### EXERCISE
All entries are to be repeated exactly as shown below.

*** EXTRACTED MATERIAL ***

PR #2491, opened 2021-02-19
NXDRIVE-2523: Prevent crashes because of too many open file descriptors

BoboTiG:
The issue was not visible quickly but when Drive was running a long time with a lot of synchronization actions. Each thread was opening a connection to the SQLite database file, but it was never released.


BoboTiG:
Closing in favor of #2497, which is less intrusive.

PR #2522, opened 2021-03-04
NXDRIVE-2553: Adapt the code following recent Python client changes

BoboTiG:
- NXDRIVE-2552: Pass a custom callback for token renewal on S3


BoboTiG:
Requires `nuxeo` 5.0.0. It will be merged next after.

*** End of EXTRACTED MATERIAL ***

### RESPONSE
PR #2491, opened 2021-02-19
NXDRIVE-2523: Prevent crashes because of too many open file descriptors

BoboTiG:
The issue was not visible quickly but when Drive was running a long time with a lot of synchronization actions. Each thread was opening a connection to the SQLite database file, but it was never released.


BoboTiG:
Closing in favor of #2497, which is less intrusive.

PR #2522, opened 2021-03-04
NXDRIVE-2553: Adapt the code following recent Python client changes

BoboTiG:
- NXDRIVE-2552: Pass a custom callback for token renewal on S3


BoboTiG:
Requires `nuxeo` 5.0.0. It will be merged next after.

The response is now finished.